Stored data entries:
▽
PR #10507, opened 2026-04-23
Release interchangeable blockers as a group in notNeededAsBlockers

MostCromulent:
See https://github.com/Card-Forge/forge/pull/10507#issuecomment-5723093240

---

### DIFF
--- a/forge-ai/src/main/java/forge/ai/AiAttackController.java
+++ b/forge-ai/src/main/java/forge/ai/AiAttackController.java
@@ -425,11 +425,95 @@ public class AiAttackController {
             // try to use strongest as attacker first
             CardLists.sortByPowerDesc(blockers);
 
-            for (Card c : blockers) {
+            // Batch contiguous interchangeable blockers (see isAiEquivalentBlocker) in
+            // a single predict call — reduces N per-blocker predicts to 1, or
+            // 1 + log2(N) on the bisect path, for groups of identical tokens
+            int i = 0;
+            outerLoop:
+            while (i < blockers.size()) {
+                Card c = blockers.get(i);
                 if (vigilantes.contains(c)) {
                     // TODO predict the chance it might die if attacking
+                    i++;
                     continue;
                 }
+
+                int groupEnd = i + 1;
+                while (groupEnd < blockers.size()
+                        && !vigilantes.contains(blockers.get(groupEnd))
+                        && isAiEquivalentBlocker(c, blockers.get(groupEnd))) {
+                    groupEnd++;
+                }
+
+                if (groupEnd - i > 1) {
+                    int groupSize = groupEnd - i;
+                    for (int j = 0; j < groupSize; j++) notNeededAsBlockers.add(blockers.get(i + j));
+                    int lifeAll = ComputerUtil.predictNextCombatsRemainingLife(ai, playAggro, pilotsNonAggroDeck, 0, notNeededAsBlockers);
+
+                    if (lifeAll == Integer.MIN_VALUE) {
+                        for (int j = 0; j < groupSize; j++) notNeededAsBlockers.remove(blockers.get(i + j));
+                        int lo = 0, hi = groupSize - 1;
+                        int safeK = 0;
+                        int safeLife = lastAcceptableBaselineLife;
+                        while (lo <= hi) {
+                            int mid = (lo + hi) / 2;
+                            for (int j = 0; j < mid; j++) notNeededAsBlockers.add(blockers.get(i + j));
+                            int probeLife = ComputerUtil.predictNextCombatsRemainingLife(ai, playAggro, pilotsNonAggroDeck, 0, notNeededAsBlockers);
+                            for (int j = 0; j < mid; j++) notNeededAsBlockers.remove(blockers.get(i + j));
+                            if (probeLife != Integer.MIN_VALUE) {
+                                safeK = mid;
+                                safeLife = probeLife;
+                                lo = mid + 1;
+                            } else {
+                                hi = mid - 1;
+                            }
+                        }
+                        if (safeK > 0) {
+                            boolean tradeOk = true;
+                            if (pilotsNonAggroDeck) {
+                                int dmgPerToken = perAttackerDmg(c, thresholdMod);
+                                int totalDelta = Math.abs(safeLife - lastAcceptableBaselineLife);
+                                if (totalDelta > dmgPerToken * safeK) {
+                                    tradeOk = false;
+                                }
+                            }
+                            if (tradeOk) {
+                                for (int j = 0; j < safeK; j++) notNeededAsBlockers.add(blockers.get(i + j));
+                                if (pilotsNonAggroDeck) lastAcceptableBaselineLife = safeLife;
+                            }
+                        }
+                        break outerLoop;
+                    }
+
+                    if (pilotsNonAggroDeck) {
+                        int dmgPerToken = perAttackerDmg(c, thresholdMod);
+                        int totalDelta = Math.abs(lifeAll - lastAcceptableBaselineLife);
+                        if (totalDelta > dmgPerToken * groupSize) {
+                            // aggregate trade fails — retry per-token to match baseline's partial-accept
+                            for (int j = 0; j < groupSize; j++) notNeededAsBlockers.remove(blockers.get(i + j));
+                            for (int j = 0; j < groupSize; j++) {
+                                Card cj = blockers.get(i + j);
+                                notNeededAsBlockers.add(cj);
+                                int lifej = ComputerUtil.predictNextCombatsRemainingLife(ai, playAggro, pilotsNonAggroDeck, 0, notNeededAsBlockers);
+                                if (lifej == Integer.MIN_VALUE) {
+                                    notNeededAsBlockers.remove(cj);
+                                    break outerLoop;
+                                }
+                                if (Math.abs(lifej - lastAcceptableBaselineLife) > dmgPerToken) {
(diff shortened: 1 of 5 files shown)


Hanmac:
The fast checkout methods currently might ignore `hasRemoveIntrinsic` 

also, the order of the checks might need to be reversed from the layer, to get early return true
- Layer 6 check for new abilities
- Layer 4 check for remove Intrinsic, **if true, return empty**
- Layer 3 check for text changes
- Layer 1 check for default values (LeftState/RightState only if current state is default)

tool4ever:
- Fix 1: sounds ok, will test that later - though 100+ new lines there will make understanding the logic a bit more complicated 😅
- Fix 2+3: should be safe
- Fix 4-6: seems more messy, maybe it'd be better to extend the keywordsCache approach instead so it covers all traits - then instead of yes/no for updating you'll be able to reuse each List multiple times afterwards
@Hanmac didn't we have an issue for that lying around somewhere?

Hanmac:
> * then instead of yes/no for updating you'll be able to reuse each List multiple times afterwards

i mean there is `ICardTraitChanges`, which passes the List through as parameter:

```java
    default List<SpellAbility> applySpellAbility(List<SpellAbility> list) { return list;}
    default List<Trigger> applyTrigger(List<Trigger> list) { return list;}
    default List<ReplacementEffect> applyReplacementEffect(List<ReplacementEffect> list) { return list;}
    default List<StaticAbility> applyStaticAbility(List<StaticAbility> list) { return list;}
```

I might do `KeywordCollection` implement `ICardTraitChanges`, so it can iterate over its keywords internally

forge-ai/src/main/java/forge/ai/AiAttackController.java
```diff
@@ -494,6 +570,52 @@ public final List<Card> notNeededAsBlockers(final List<Card> currentAttackers, f
         return notNeededAsBlockers;
     }
 
+    /**
+     * Whether two blockers are indistinguishable to
+     * {@link ComputerUtil#predictNextCombatsRemainingLife}'s combat math.
+     * Used by {@link #notNeededAsBlockers} to batch predict calls over
+     * groups of identical tokens.
+     */
+    public static boolean isAiEquivalentBlocker(Card a, Card b) {
```
tool4ever, line 590: 1. I don't think "indistinguishable" is strictly true, e.g. `AiBlockController#changesPTWhenBlocked` is based on a trigger check. Though covering only the more common cases seems enough for this heuristic
2. However I'd still like to see some consideration for the *opportunity cost* introduced this way - yes people who encounter lots of token creatures currently complain, but some noise has to be taken into account. Therefore - for this to be worth it - the additional runtime of adding these attacker grouping checks for games with almost no tokens needs to be acceptable...
3. I'm not even convinced this grouping is currently needed:
isn't the remaining life way more often heavily influenced by the amount of remaining creatures (for chump blocking) or their total toughness (against tramplers)?
So just always using binary search (maybe with a bias towards smaller boardstates) makes more sense? 🤔

MostCromulent: Have run some tests on this, results below:

> **Method**: 
>Tested two variations against linear baseline (the code prior to this PR with no algorithm enabled):
-**H003**: the shipped fix in this PR - equivalence-class grouping + batch binary search in `notNeededAsBlockers`
-**H003b**: the proposed simplification — drop the equivalence-class detection entirely and just binary-search the whole sorted blocker list. 
>
>Built H003b on top of the testbed branch and ran (a) an in-flight verify that runs both algorithms on identical pre-decision state at every `notNeededAsBlockers` call and compares release sets; (b) bucketed per-call ms-by-blocker-count timing on a 20-game precon batch + 10-game Commander batch with three variants: linear baseline, shipped H003, and H003b.
> 
> **Decision-making**: 1,313 in-flight verify calls across both formats, 2 divergences (99.85% agreement). Where they diverge, H003b is strictly more conservative — declines an aggressive trade H003 takes. Both choices are reasonable AI play; the grouping isn't producing weird decisions.
> 
> **Performance** at 20 random precon games, fixed seed:
> 
> |                          | Linear (no algorithm) | H003 (PR) | H003b (simplification)  |
> |--------------------------|-----------------------|-------------|---------|
> | Batch wall               | 197.6s                | **131.0s**  | 202.0s  |
> | ms/call N ≤ 5 (95% of decisions) | 68 ms         | **29 ms**   | 42 ms   |
> | ms/call N6-15 (5% of decisions)  | 198 ms        | 203 ms      | **144 ms** |
> 
>Note: each of these tests kept the other fixes in this PR turned on; only H003/H003b was isolated.
>
> The opportunity-cost concern — that grouping checks add runtime in non-token games — turns out empirically negative: H003 is ~34% wall-faster than the same code without it even in random precon games where token swarms don't appear. H003b is essentially tied with linear at the batch level (slight regression); it only beats H003 on the rare wide-board calls.
> 
> **Why**: even N ≤ 5 "heterogeneous" precon boards routinely have partial duplicates — two of the same vanilla creature drawn off a 60-card deck, two basic-stat tokens from a single ETB. H003's grouping engages on those runs and batch-probes a 2-duplicate group in 1 predict call instead of 2. H003b can't recognise duplicates so it always does log(N) binary-search probes + up to N damage-trade walks, which on small boards comes out to *more* predict calls than even plain linear iteration. The grouping mechanism isn't gratuitous overhead; it's a net wall-saver even where there are no token swarms.
> 
> **Recommendation**: keep H003 as designed. The simpler H003b doesn't recover the wins H003 gets from batch-collapsing partial duplicates on small boards, and it's roughly tied with no-algorithm-at-all on the aggregate workload. The ~50 LOC of equivalence-class machinery is doing real work in real games, not just on token swarms.

The wall clock times here aren't particularly helpful, the per call times are the key measure. Wall times get noisy over a long test cycle (even with seeded starts) because a faster algorithm means AI has more time before it hits its thinking time cap, this means it has time to make a different decision, that decision then cascades into a different game state which can mean a longer game length.

forge-game/src/main/java/forge/game/card/CardState.java
```diff
@@ -783,6 +824,31 @@ public FCollectionView<ReplacementEffect> getReplacementEffects(boolean rulesHos
...
     }
+
+    /**
+     * True when {@link #getReplacementEffects(boolean)} would produce an
+     * empty collection. The checks below must mirror every RE source in
+     * that method and in {@link Card#updateReplacementEffects} — adding a
+     * new RE path there requires a matching early-out here.
+     */
+    private boolean canUseReplacementEffectsFastPath(boolean rulesHost) {
+        if (!replacementEffects.isEmpty()) return false;
```
tool4ever, line 835: looks a bit annoying to maintain, maybe the PR I've mentioned above which just caches everything instead is a better direction 🤔

MostCromulent:
Most of what this PR proposed has since landed in master or is covered by open PRs. Only the `notNeededAsBlockers` change is still outstanding, so the branch has been rebased onto current master and cut back to that one fix.

## The rebase

| Change in this PR | Status | Covered by |
|---|---|---|
| `Card.getChangedCardTraitsList` empty short-circuit | in master | #11389 |
| `Card.hasRemoveIntrinsic` fast path | in master | #11389, in a narrower form that guards on `changedCardTypes` alone per CR 305.7 |
| `Card.hasNoTraitOverlays` helper | dropped | only ever served the three `CardState` fast paths below |
| `CardState.getTriggers` empty-source fast path | superseded | #11931, #11366 |
| `CardState.getStaticAbilities` empty-source fast path | superseded | #11931, #11366 |
| `CardState.getReplacementEffects` empty-source fast path | superseded | #11931 (#11366 deliberately leaves replacement effects out) |
| `KeywordCollection` trait bitmask | superseded | #11931 bumps its version inside `KeywordInstance.createTraits`; with #10516 landed, keyword-side caching belongs in `applyTrigger` / `applyStaticAbility` / `applyReplacementEffect` |
| `CardFactoryUtil.setupKeywordedAbilities` cache invalidation | superseded | #11931, which closes the same staleness window one layer down |
| `AiAttackController.notNeededAsBlockers` grouped release | remains | — |

Both caching PRs cover the empty case as well as the general one: a card with no sources rebuilds an empty list once per version rather than on every call, so an empty-source early-out on top of either buys nothing.

## The outstanding fix

`notNeededAsBlockers` adds one potential blocker at a time and runs `predictNextCombatsRemainingLife` after each, so a board of N interchangeable creatures costs N full combat predictions to answer a question that has the same answer for every member of the run. A run is now released in one prediction, bisected when releasing all of it would be fatal, and retried one at a time when the run as a whole is a bad damage trade.

Measured by calling the method directly on a fixed board, median of nine runs:

| Board | before | after |
|---|---|---|
| 15 different creatures | 178 ms | 174 ms |
| 10 identical creatures | 90 ms | 25 ms |
| 20 identical creatures | 580 ms | 64 ms |
| 40 identical creatures | 4492 ms | 198 ms |
| 12 identical plus 15 different | 883 ms | 509 ms |

The released set is the same in every one of those, and on the board with nothing to group the two builds sit inside each other's run-to-run spread. The 40-creature case is the point of the change: one call there costs most of the default five-second AI decision budget.

Whole games were checked too, with the AI decision timeout raised so that neither build abandons an evaluation the other finishes. On an ordinary deck there is no material difference in per-game time. On a goblin-token deck the games are faster: over fifteen seeded games per build, a mean of 5932 ms before and 3792 ms after, and 270 ms against 184 ms per turn.

MostCromulent:
Closing this PR as I found a rules correctness issue I need to work on. Will bring in a fresh PR when that is sorted.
△
> What you have to do
Search the records for the word "isAiEquivalentBlocker". Copy each line where it appears.

> Response to the task
+            // Batch contiguous interchangeable blockers (see isAiEquivalentBlocker) in
+                        && isAiEquivalentBlocker(c, blockers.get(groupEnd))) {
+    public static boolean isAiEquivalentBlocker(Card a, Card b) {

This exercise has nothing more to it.